▶

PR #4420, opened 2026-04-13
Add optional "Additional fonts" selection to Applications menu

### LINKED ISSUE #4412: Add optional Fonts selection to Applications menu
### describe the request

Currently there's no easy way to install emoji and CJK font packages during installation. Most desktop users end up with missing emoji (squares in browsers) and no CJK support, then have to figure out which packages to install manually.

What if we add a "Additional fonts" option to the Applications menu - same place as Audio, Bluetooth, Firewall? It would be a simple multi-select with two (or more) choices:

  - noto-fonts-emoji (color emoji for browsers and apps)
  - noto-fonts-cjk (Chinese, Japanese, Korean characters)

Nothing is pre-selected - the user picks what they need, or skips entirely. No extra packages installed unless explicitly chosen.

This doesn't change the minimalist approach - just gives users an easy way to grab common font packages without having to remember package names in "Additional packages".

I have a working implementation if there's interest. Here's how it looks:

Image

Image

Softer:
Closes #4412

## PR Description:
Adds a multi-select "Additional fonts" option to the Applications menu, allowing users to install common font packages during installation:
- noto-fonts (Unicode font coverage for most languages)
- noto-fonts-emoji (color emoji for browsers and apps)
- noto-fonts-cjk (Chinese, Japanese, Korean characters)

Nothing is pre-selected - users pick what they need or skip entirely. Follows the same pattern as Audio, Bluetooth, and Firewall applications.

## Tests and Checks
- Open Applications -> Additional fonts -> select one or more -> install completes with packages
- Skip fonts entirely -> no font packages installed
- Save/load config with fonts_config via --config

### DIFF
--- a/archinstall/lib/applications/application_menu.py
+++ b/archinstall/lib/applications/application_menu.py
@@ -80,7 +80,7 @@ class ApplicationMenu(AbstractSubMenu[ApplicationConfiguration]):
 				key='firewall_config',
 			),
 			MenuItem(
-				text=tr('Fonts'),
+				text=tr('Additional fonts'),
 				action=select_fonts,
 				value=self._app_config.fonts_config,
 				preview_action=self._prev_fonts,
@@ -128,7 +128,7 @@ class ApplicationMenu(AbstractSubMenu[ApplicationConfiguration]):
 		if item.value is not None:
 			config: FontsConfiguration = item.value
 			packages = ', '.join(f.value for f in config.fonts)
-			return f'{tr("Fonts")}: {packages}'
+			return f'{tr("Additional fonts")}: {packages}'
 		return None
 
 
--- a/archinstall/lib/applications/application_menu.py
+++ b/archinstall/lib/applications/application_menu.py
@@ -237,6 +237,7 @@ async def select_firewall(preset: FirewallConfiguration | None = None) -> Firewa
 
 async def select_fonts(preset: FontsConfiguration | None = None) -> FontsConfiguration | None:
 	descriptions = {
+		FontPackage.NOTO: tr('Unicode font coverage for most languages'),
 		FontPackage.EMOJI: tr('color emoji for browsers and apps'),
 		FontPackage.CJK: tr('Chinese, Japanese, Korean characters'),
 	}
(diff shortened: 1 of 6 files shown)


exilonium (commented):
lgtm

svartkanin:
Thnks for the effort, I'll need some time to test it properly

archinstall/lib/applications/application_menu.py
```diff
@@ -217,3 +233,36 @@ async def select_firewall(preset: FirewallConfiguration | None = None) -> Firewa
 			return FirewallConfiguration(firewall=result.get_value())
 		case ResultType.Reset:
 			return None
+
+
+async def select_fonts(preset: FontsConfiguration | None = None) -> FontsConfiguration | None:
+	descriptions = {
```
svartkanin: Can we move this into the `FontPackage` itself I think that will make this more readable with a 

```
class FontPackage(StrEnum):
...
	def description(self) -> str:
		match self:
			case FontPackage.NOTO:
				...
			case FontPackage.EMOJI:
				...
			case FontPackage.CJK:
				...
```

◀
▶

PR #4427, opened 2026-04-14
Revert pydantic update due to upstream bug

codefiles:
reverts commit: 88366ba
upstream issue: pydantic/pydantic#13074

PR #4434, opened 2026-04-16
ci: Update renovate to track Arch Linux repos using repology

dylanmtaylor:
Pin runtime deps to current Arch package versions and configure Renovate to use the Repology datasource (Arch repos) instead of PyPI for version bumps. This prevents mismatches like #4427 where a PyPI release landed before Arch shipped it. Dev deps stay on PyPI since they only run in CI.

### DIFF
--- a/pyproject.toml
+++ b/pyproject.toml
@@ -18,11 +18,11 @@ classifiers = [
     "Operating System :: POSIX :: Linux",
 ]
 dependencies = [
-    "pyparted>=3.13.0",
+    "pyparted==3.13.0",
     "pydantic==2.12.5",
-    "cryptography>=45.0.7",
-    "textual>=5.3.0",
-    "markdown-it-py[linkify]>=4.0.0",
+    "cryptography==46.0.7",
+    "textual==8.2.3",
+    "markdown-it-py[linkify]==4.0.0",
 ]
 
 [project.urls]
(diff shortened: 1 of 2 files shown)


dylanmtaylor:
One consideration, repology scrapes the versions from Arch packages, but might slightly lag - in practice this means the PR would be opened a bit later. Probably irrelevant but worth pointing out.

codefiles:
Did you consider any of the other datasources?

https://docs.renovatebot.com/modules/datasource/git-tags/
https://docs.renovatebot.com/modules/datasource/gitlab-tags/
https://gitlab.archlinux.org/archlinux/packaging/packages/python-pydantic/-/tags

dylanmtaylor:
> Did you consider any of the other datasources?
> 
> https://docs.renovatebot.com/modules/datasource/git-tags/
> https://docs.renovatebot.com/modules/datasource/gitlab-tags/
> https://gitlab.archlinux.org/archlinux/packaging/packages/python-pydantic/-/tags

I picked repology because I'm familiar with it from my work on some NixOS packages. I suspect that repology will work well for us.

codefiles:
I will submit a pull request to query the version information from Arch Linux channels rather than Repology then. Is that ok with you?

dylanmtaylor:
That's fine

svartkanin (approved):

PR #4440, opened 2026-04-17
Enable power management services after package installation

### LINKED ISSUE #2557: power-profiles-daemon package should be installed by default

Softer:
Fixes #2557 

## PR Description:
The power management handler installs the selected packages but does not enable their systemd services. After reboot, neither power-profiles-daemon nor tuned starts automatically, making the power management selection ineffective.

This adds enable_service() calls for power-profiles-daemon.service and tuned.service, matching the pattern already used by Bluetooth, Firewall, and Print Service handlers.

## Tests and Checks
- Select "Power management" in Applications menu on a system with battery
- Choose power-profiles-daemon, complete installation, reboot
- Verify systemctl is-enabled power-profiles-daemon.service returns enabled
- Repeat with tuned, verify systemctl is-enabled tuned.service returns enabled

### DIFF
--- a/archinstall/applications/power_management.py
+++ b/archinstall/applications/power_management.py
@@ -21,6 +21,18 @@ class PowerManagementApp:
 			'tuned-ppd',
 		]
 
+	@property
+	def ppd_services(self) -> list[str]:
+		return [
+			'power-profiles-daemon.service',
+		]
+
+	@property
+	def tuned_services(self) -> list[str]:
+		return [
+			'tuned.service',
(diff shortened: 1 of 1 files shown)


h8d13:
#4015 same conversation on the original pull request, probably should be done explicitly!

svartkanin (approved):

◀

-- PROBLEM --
Wherever a line of the records above contains the string "common", copy that line out.

-- OUTPUT OF THE EXERCISE --
This doesn't change the minimalist approach - just gives users an easy way to grab common font packages without having to remember package names in "Additional packages".
Adds a multi-select "Additional fonts" option to the Applications menu, allowing users to install common font packages during installation:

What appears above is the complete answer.